НЕОЖИДАННАЯ ВСТРЕЧА

 

Я чувствую себя опустошенным.

Пока я искал ответ на загадку Сфинкса, у меня возникло ощущение, что я коснулся дна мира и обнаружил, что в нем дыра, ведущая в никуда.

Я иду вперед по проходу, прорытому в желтых скалах. Тропа узкая, стены так высоки, что не видно солнца. Мне чудится, что скалы, между которыми я пробираюсь, в любой момент могут ожить и расплющить меня. Вдруг я останавливаюсь, и меня выворачивает. Я избавляюсь от всей пищи, которой так щедро накормила меня Гера. Моя душа опустошена, а теперь и тело.

Почему бы не отказаться от продолжения? Ведь я уже доказал, что смог пройти 99% пути, зайти так далеко, как никто еще не заходил. И мой отказ будет отличной насмешкой над судьбой. Я сделал это. Я разгадал загадку!
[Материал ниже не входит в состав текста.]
PR #1467, opened 2022-12-22
IGNITE-18057 Fixed index scan transactional consistency.

vldpyatkov:
https://issues.apache.org/jira/browse/IGNITE-18057

### DIFF
--- a/modules/table/src/main/java/org/apache/ignite/internal/table/distributed/replicator/PartitionReplicaListener.java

Теперь мне не нужно идти дальше. Вот в чем настоящий шик. Уйти после того, как доказал, что можешь победить.

У меня припадок пофигизма.

Пофигизм – это болезнь, которой я страдал в прошлом. Она заключается в том, что ты по любому поводу начинаешь задавать себе вопрос «а зачем?».

Первый приступ пофигизма у меня случился, когда мне было 25, в Индии, в Бенаресе. Я плыл в лодке по Гангу с девушкой, на которой собирался тогда жениться. Проводник спросил меня, чем я занимаюсь. Я ответил, что работаю врачом. А он спросил: зачем ты стал врачом? Чтобы лечить людей. Зачем ты лечишь людей? Чтобы зарабатывать на жизнь. А зачем ты зарабатываешь на жизнь? Чтобы есть. Зачем ты ешь? Чтобы жить. А зачем ты живешь? Он задавал эти вопросы с хитрым видом, прекрасно зная, куда они меня заведут. Зачем я хочу жить дальше? Просто так. По привычке. Он закурил папиросу, набитую марихуаной, протянул ее мне и прошептал: «Ты мне нравишься, поэтому я дам тебе совет. Воспользуйся тем, что ты в святом городе Бенаресе, и покончи с собой. Так ты хотя бы попадешь в цикл перерождений. Во Франции ты никто. Покончив с собой в Индии, ты станешь сначала парией, а затем, проживая одну жизнь за другой, ты сможешь подняться выше и станешь брамином,

Этот разговор не прошел для меня бесследно.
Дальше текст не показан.